SP: Bowdoin students are fabulous, and they’ve helped me enormously in the course of planning this exhibition. I’ve taught seminars on this topic several times while working on this project, and in each case, the students in those seminars pushed me to clarify my thinking. Most recently, I taught a seminar on this topic, and the students in that class played a significant role in writing labels for the exhibition. More broadly, we’re hoping that this show will be a great example of how an exhibition at the Museum can serve as a catalyst for all sorts of conversations and activities that wouldn’t otherwise happen on campus. To that end, we’re planning a group of classes that will, in varying ways, draw upon the exhibition and the themes that it raises – classes in History, Philosophy, French, and so on. We’re also planning events that will bring students and faculty from across campus together. These include scholarly events like a major international symposium, but also more “social” events like a series of films involving ghosts, zombies, and such. These are opportunities to have some fun while thinking about what these movies tell us about how our own culture thinks about mortality and about the relationships between the living and the dead.

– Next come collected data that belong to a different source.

PR #5567, opened 2023-05-25
Upgrading to sinon 15.0.4

Jake-Screen:
Upgrading core repo to sinon 15.0.4 to bring it in line with presentation


aruniverse:
publishing pr to repro test failures in ci

mdastous-bentley:
@aruniverse I have a [draft PR](https://github.com/iTwin/itwinjs-core/pull/5582) for the map-layers-formats leaks, I guess we no longer need it ?

aruniverse:
> @aruniverse I have a [draft PR](https://github.com/iTwin/itwinjs-core/pull/5582) for the map-layers-formats leaks, I guess we no longer need it ?

if your pr fixes a leak and can merge before this one, why not keep it and get it through?

ben-polinsky (approved):

full-stack-tests/presentation/src/backend/DefaultSupplementalRules.test.ts
```diff
@@ -1,7 +1,7 @@
 /*---------------------------------------------------------------------------------------------
- * Copyright (c) Bentley Systems, Incorporated. All rights reserved.
- * See LICENSE.md in the project root for license terms and full copyright notice.
- *--------------------------------------------------------------------------------------------*/
+* Copyright (c) Bentley Systems, Incorporated. All rights reserved.
```
aruniverse, line 2: revert file change here

core/backend/package.json
```diff
@@ -84,7 +84,7 @@
     "null-loader": "^4.0.1",
     "nyc": "^15.1.0",
     "rimraf": "^3.0.2",
-    "sinon": "^9.0.2",
+    "sinon": "^15.0.4",
```
aruniverse, line 87: @types/sinon doesnt need to be updated??

anmolshres98: I don't think it is necessary for our usecase, the latest they have is 10 for types. What's a good way to determine if update to types is needed?

aruniverse: Typically when you update a pkg (especially for new major), and they doesnt deliver their own type, and there is a corresponding `@types/` pkg, youll want to update those as well. Typically there should be a new major types ver for every major of the pkg.

Id recommend going through the changelog for sinon to understand the changes: https://github.com/sinonjs/sinon/blob/main/CHANGES.md

Also take a look at the DefinitelyTyped repo to understand how this works
Based off https://github.com/DefinitelyTyped/DefinitelyTyped/blob/master/types/sinon/index.d.ts#L1, this ws meant for Sinon 10, but i guess their api hasnt changed much since so it should be safe to use that

Take a look at presentation thats using sinon@15 & types/sinon@10 https://github.com/iTwin/presentation/blob/master/packages/components/package.json

anmolshres98: Sounds good, thanks for the tips!

test-apps/display-test-app/src/frontend/App.ts
```diff
@@ -361,7 +361,7 @@ export class DisplayTestApp {
     await FrontendDevTools.initialize();
     await HyperModeling.initialize();
     await EditTools.initialize();
-    await MapLayersFormats.initialize();
+    MapLayersFormats.initialize();
```
aruniverse, line 364: why was this changed?

anmolshres98: linting error when I ran `rush lint` locally: 
image

anmolshres98: let me know if I should revert and push those 2 lint related changes I made

aruniverse: the lint error is completely irrelevant to the change you made here

aruniverse: i couldve sworn @mdastous-bentley made this async

anmolshres98: It does look to be async, not sure why got lint error. Let me try it again
image

saskliutas:
> Reverting the `@types/sinon` update since this typescript check is failing even though it is executing correctly and tests are passing: image

This was a valid error as previously sinon was inferring `sinon.fake((id: string) => id)` type as `sinon.SinonSpy<any[], any>`. After `@types/sinon` was bumped it started to correctly infer type as `sinon.SinonSpy<[id: string], string>`. 

I fixed that type and bumped `@types/sinon` back up as it looks like you reverted it back only because of this one test.

anmolshres98:
> > Reverting the `@types/sinon` update since this typescript check is failing even though it is executing correctly and tests are passing: image
> 
> This was a valid error as previously sinon was inferring `sinon.fake((id: string) => id)` type as `sinon.SinonSpy<any[], any>`. After `@types/sinon` was bumped it started to correctly infer type as `sinon.SinonSpy<[id: string], string>`.
> 
> I fixed that type and bumped `@types/sinon` back up as it looks like you reverted it back only because of this one test.

Awesome, thanks for pushing the fix!

aruniverse (approved):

HW: What do you hope the visitors will learn from experiencing this exhibition?

SP: Well, I hope they won’t be alarmed! In fact, having spent a long time thinking about this topic, I’ve found that confronting it and thinking through it is actually quite positive. It gets you thinking about what’s important, how you want to live, what kind of legacy you want to leave behind, and so on. I hope that visitors will have that experience as well. More broadly, I hope they’ll have a chance to discover that the people who made and used these things so long ago – 500 years! – had ideas and enthusiasms that aren’t always so different from our own; or rather, that these people from the past confronted some of the same anxieties and issues we deal with today. Perhaps the ways that they confronted the unavoidable fact of mortality might offer us some ideas that we might apply to our own lives.